Local 1116 members maintained picket lines for 13 days before decided to continue the struggle inside the shop.

A major accomplishment was the negotiation of 16 first contracts this past year, the director of organization declared. "These new UE agreements cover 3,500 workers from Iowa to Vermont. That’s a greater number of workers to come under first agreements in a single year in more than 20 years. In a busy collective bargaining year for the union, one out of every four contracts successfully negotiated was a first-time UE agreement, he pointed out.

The typical union, having won a representation election, only achieves a first contract about half the time. UE’s first contracts are achieved through tenaciousness: "We win because don’t give up," Kingsley said.

At Acme Die Casting in Chicago, the struggle for a first contract is nearly 10 years old and still continues. Due to UE’s tenaciousness, "more Acme workers support UE today than ever before," Kingsley said. The previous Friday, Acme workers shut down the aluminum foundry with a warning strike and set a strike deadline, he announced.

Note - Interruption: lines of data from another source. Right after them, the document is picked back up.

PR #339, opened 2026-02-25
chore: add WordPress.com OAuth support to iOS and Android demo apps

jkmassel:
## What?

Add WordPress.com OAuth2 authentication support to both the Android and iOS demo apps, alongside the existing Application Passwords flow for self-hosted sites.

## Why?

The demo apps previously only supported self-hosted WordPress sites via Application Passwords. This made testing WordPress.com sites an integration concerns in other apps, which means it's not getting tested as much as it needs to. This PR adds OAuth2 support so the apps can also connect to WordPress.com sites, and upgrades credential storage to use encrypted repositories on both platforms.

### Android
- Branch on `DiscoveredAuthenticationMechanism` to launch the appropriate auth flow (Application Passwords or OAuth2)
- Store WP.com accounts as `Account.WpCom` so auth type is determined by pattern matching
- Replace `SharedPreferences` with encrypted `AccountRepository` from wordpress-rs, backed by Android Keystore
- Add WP.com site namespace handling in `SitePreparationViewModel`

### iOS
- Add `AuthenticationManager` with async/throws API supporting both Application Passwords and OAuth2 flows
- Replace UserDefaults-based `ConfigurationStorage` with encrypted `AccountRepository` from wordpress-rs (`SecureEnclavePasswordTransformer`)
- Use `WpComDotOrgApiUrlResolver` for correct WP.com API URL routing
- Propagate errors from `ConfigurationStorage` instead of swallowing them

### Shared (JS/Web)
- Replace fetch-based editor asset loading with config injection via `window.GBKit.editorAssets`. (We have the data already, so why download it again?)
- Guard against duplicate site namespace insertion in the API path modifier middleware
- Move shared WP.com OAuth credentials file to project root, referenced by both platforms

## Testing Instructions

1. **Self-hosted (Android or iOS)**: Tap "Add WordPress site", enter a self-hosted site URL → Application Passwords flow → verify editor loads
2. **WordPress.com (Android or iOS)**: Copy `wp_com_oauth_credentials.json.example` to `wp_com_oauth_credentials.json` in the project root, fill in client_id/secret → enter a WP.com site URL → OAuth browser flow → verify editor loads with plugins and theme styles
3. Verify sites persist across app restarts
4. Verify site deletion works (iOS: swipe to delete, Android: long-press)
5. In a WP.com site – try adding an AI block and asking it to make you a haiku. Do the same with a Jetpack site. This validates third-party plugin support and the ability for the editor to make authenticated requests to the remote site.
6. In a self-hosted site (you can use `vanilla.wpmt.co`) load the editor and ensure that theme styles are loaded. This validates remote theme style loading.


android/gradle/libs.versions.toml
```diff
@@ -17,7 +16,7 @@ mockito = "4.1.0"
 robolectric = "4.14.1"
 kotlinx-coroutines = '1.10.2'
 androidx-recyclerview = '1.3.2'
-wordpress-rs = 'trunk-d02efa6d4d56bc5b44dd2191e837163f9fa27095'
+wordpress-rs = '1190-c2b404d9c9754b229967386fa7460d65fe87a29d'
```
jkmassel: This will need to be updated to a `trunk` revision prior to merging

android/Gutenberg/src/main/java/org/wordpress/gutenberg/RESTAPIRepository.kt
```diff
@@ -86,7 +87,7 @@ class RESTAPIRepository(
      * @return The parsed editor settings.
      */
     suspend fun fetchEditorSettings(): EditorSettings {
-        if (!configuration.themeStyles) {
+        if (!configuration.plugins && !configuration.themeStyles) {
```
dcalhoun: This was explicitly removed in https://github.com/wordpress-mobile/GutenbergKit/commit/ba7c9c295ce868a85710a5663138d2aaab49e8fa, as it led to erroneous, error-producing requests for a non-existing endpoint. We should likely revert this unless there an explicit reason to reintroduce this.

e2e/editor-error.spec.js
```diff
@@ -96,15 +94,15 @@ test.describe( 'Editor Error Handling', () => {
...
 			page.getByText(
 				'Loading plugins failed, using default editor configuration.'
 			)
-		).toBeVisible( { timeout: 10_000 } );
-
-		// Editor should still be functional despite the plugin failure.
-		await expect(
-			page.locator( '.gutenberg-kit-visual-editor' )
-		).toBeVisible();
+		).toBeHidden();
```
dcalhoun: This _might_ be a false-positive given it searches for something to be hidden. Did it ever render at all? If not and that is expected, we should merely remove this assertion.

e2e/editor-page.js
```diff
@@ -49,10 +53,14 @@ export default class EditorPage {
...
 	async setup( gbkit = {} ) {
 		const editorSettings = await getEditorSettings();
+		const editorAssets = gbkit.plugins
+			? await getEditorAssets()
+			: undefined;
 
 		const config = {
 			...DEFAULT_GBKIT,
 			editorSettings,
+			...( editorAssets && { editorAssets } ),
```
dcalhoun: I imagine this could be simplified to align with `editorSettings`. 
```suggestion
			editorAssets,
```

ios/Demo-iOS/Sources/Views/SitePreparationView.swift
```diff
@@ -57,11 +57,6 @@ struct SitePreparationView: View {
                 Toggle("Enable Native Inserter", isOn: $viewModel.enableNativeInserter)
                 Toggle("Enable Network Logging", isOn: $viewModel.enableNetworkLogging)
 
-                Picker("Network Fallback", selection: $viewModel.networkFallbackMode) {
```
dcalhoun, line 60: Given removing this isn't referenced or explained in the PR description, I presume this was an erroneous merge conflict resolution. We should reinstate this change from https://github.com/wordpress-mobile/GutenbergKit/commit/f5c91cce5acc9a78351fafd8ab639f0f4a1c0c0f that improves the offline editor experience.

src/utils/bridge.js
```diff
@@ -4,7 +4,6 @@
 import parseException from './exception-parser';
 import { debug, error } from './logger';
 import { isDevMode } from './dev-mode';
-import { basicFetch } from './fetch';
```
dcalhoun, line 7: This was the only usage of `basicFetch`. We should remove that module entirely.

.gitignore
```diff
@@ -194,8 +195,7 @@ local.properties
 # /ios/Sources/GutenbergKit/Gutenberg/index.html
 
 # Translation files
-src/translations/*
-!src/translations/.gitkeep
```
dcalhoun, line 201: Presuming this is a bad merge conflict resolution. We should reinstate this change from https://github.com/wordpress-mobile/GutenbergKit/commit/3079431469e90cd98da9277d3054a41496e7b3e8. This ensures the translations directory always exists to avoid Node.js module load errors.

.gitignore
```diff
@@ -205,7 +205,6 @@ playwright-report/
 .wp-env.credentials.json
 wp-env/mu-plugins/*
 !wp-env/mu-plugins/gutenbergkit-cors.php
-!wp-env/mu-plugins/gutenbergkit-jetpack-blocks.php
```
dcalhoun, line 211: Presuming this is a bad merge conflict resolution. We should reinstate this change from https://github.com/wordpress-mobile/GutenbergKit/commit/aa8eaf1fb19d037a71fc72f351acd70b132b7afb. It ensure our custom MU plugin is tracked, while others are excluded.

wp_com_oauth_credentials.json.example
dcalhoun, line 1: We should add project documentation linking to relevant documentation for creating WordPress.com Apps for [OAuth](https://developer.wordpress.com/docs/api/oauth2/) and noting the required Redirect URL value.

dcalhoun (commented):
The implementation tested well for me. 🎉 

Code looks good overall, but I left several inline notes we should address before merging.

android/Gutenberg/src/main/java/org/wordpress/gutenberg/RESTAPIRepository.kt
dcalhoun: Addressed in https://github.com/wordpress-mobile/GutenbergKit/pull/400.

e2e/editor-error.spec.js
dcalhoun: Addressed in https://github.com/wordpress-mobile/GutenbergKit/pull/400.

e2e/editor-page.js
dcalhoun: Addressed in https://github.com/wordpress-mobile/GutenbergKit/pull/400.

ios/Demo-iOS/Sources/Views/SitePreparationView.swift
dcalhoun: Addressed in https://github.com/wordpress-mobile/GutenbergKit/pull/400.

src/utils/bridge.js
dcalhoun: Addressed in https://github.com/wordpress-mobile/GutenbergKit/pull/400.

.gitignore
dcalhoun: Addressed in https://github.com/wordpress-mobile/GutenbergKit/pull/400.

.gitignore
dcalhoun: Addressed in https://github.com/wordpress-mobile/GutenbergKit/pull/400.

wp_com_oauth_credentials.json.example
dcalhoun: Addressed in https://github.com/wordpress-mobile/GutenbergKit/pull/400.

dcalhoun (approved):
The latest iteration tested well for me on both iOS and Android. 🎉 

All feedback/issues were addressed in https://github.com/wordpress-mobile/GutenbergKit/pull/400 or subsequent commits.

PR #351, opened 2026-03-04
fix: resolve failures from @wordpress/edit-post bump (#346)

dcalhoun:
## What?

Fixes issues introduced by the Dependabot PR #346 (`@wordpress/edit-post` 8.39.0 → 8.40.1), which was merged with failing E2E tests.

## Why?

PR #346 bumped `@wordpress/edit-post`, which transitively bumped `@wordpress/block-library` from 9.39.0 to 9.41.0. This upstream change migrated the Button block's Width control from a custom `InspectorControls` panel to the standard `dimensions.width` block support ([WordPress/gutenberg#74242](https://github.com/WordPress/gutenberg/pull/74242)). As a result:

1. **Missing inspector tabs**: The Button block no longer has fills in the default `InspectorControls` slot (Settings tab), leaving only the Styles tab. With a single tab, Gutenberg renders a flat layout instead of tabbed Settings/Styles panels. This is the intended upstream behavior.
2. **Broken fieldset styles**: The fieldset reset styles were scoped to `.gutenberg-kit-visual-editor`, but the block settings panel renders in a `Popover` outside that element, so the styles were not applied.

## How?

1. **E2E test fix**: Removed the `Styles` tab click from the `color-gradient` spec since the Button block inspector no longer renders tabs.
2. **Fieldset style fix**: Moved the fieldset reset styles from `.gutenberg-kit-visual-editor` to the `.gutenberg-kit` root scope so they apply globally, including to popovers.

## Testing Instructions

Verify the CI checks pass. 

N/A — no UI changes; the flat inspector layout is the upstream Gutenberg behavior.

## Screenshots or screencast 

Before | After
-- | -- 
before-1 | after-1
before-2 | after-2


nbradbury (approved):
> Verify the CI checks pass.

CI is passing so this is good to go :shipit:

PR #353, opened 2026-03-05
fix: skip editor settings fetch when theme styles are disabled

dcalhoun:
## What?

Skip the `/wp-block-editor/v1/settings` fetch when `shouldUseThemeStyles` is disabled, regardless of the `shouldUsePlugins` flag.

## Why?

Fix CMM-1921. Fix CMM-1163. 

The guard in `fetchEditorSettings()` previously required **both** `shouldUsePlugins` and `shouldUseThemeStyles` to be `false` before skipping the fetch. This meant a site with plugins enabled but no support for the block editor settings endpoint would still attempt the fetch, resulting in a 404 error that could cause the editor to fail to load.

The editor settings endpoint is only relevant for theme styles — plugins have their own separate asset endpoint (`/wpcom/v2/editor-assets`).

## How?

Changed the guard condition in `fetchEditorSettings()` from:
```
if !shouldUsePlugins && !shouldUseThemeStyles → skip
```
to:
```
if !shouldUseThemeStyles → skip
```

Applied to both iOS (`RESTAPIRepository.swift`) and Android (`RESTAPIRepository.kt`), with updated and additional test coverage on both platforms.

## Testing Instructions

1. Configure a site that supports plugins (`/wpcom/v2/editor-assets` route exists) but does **not** support the block editor settings endpoint (`/wp-block-editor/v1/settings` route is absent).
2. Open the editor for that site.
3. Verify the editor loads without a 404 error for the settings endpoint.
4. Verify that a site with both plugins and theme styles enabled still fetches and applies editor settings correctly.

N/A — no UI changes.

## Screenshots or screencast

N/A — no UI changes.

### DIFF
--- a/android/Gutenberg/src/main/java/org/wordpress/gutenberg/RESTAPIRepository.kt
+++ b/android/Gutenberg/src/main/java/org/wordpress/gutenberg/RESTAPIRepository.kt
@@ -86,7 +86,7 @@ class RESTAPIRepository(
      * @return The parsed editor settings.
      */
     suspend fun fetchEditorSettings(): EditorSettings {
-        if (!configuration.plugins && !configuration.themeStyles) {
+        if (!configuration.themeStyles) {
             return EditorSettings.undefined
         }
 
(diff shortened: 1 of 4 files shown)


jkmassel (approved):
With these changes, I was able to load the site that was erroring before the changes.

"That type of commitment, that type of fighting spirit, that type of tenaciousness, speaks volumes about your union because it once again sends out a message to bosses everywhere that if you tangle with UE you better be prepared to fight to the finish, because we’ll grab onto your leg like a junkyard dog, and we won’t let go until a measure of justice is won," Kingsley declared.

The UE director of organization described organizing as "the place where our battle with the bosses begins" and "the great counterpunch to the growing economic inequality which grips our nation." In many respects, he said, organizing is "the hardest thing we do."

Organizing takes place for reasons of self interest, righteousness and power. "It’s about power — the power of the working class in this country, our power to shape this country in our image, toward our interests and not just those of the wealthy and the corporations."

RANK-AND-FILE ORGANIZING

The UE officer praised the more than 200 members from 63 different UE locals who came off the job to assist the union’s organizing efforts. "The heart and soul and energy and drive of this union’s members are the building blocks of this union," Kingsley said. This kind of participation "is what it takes to build a rank-and-file union in this day and age." He also praised the contributions of the UE staff.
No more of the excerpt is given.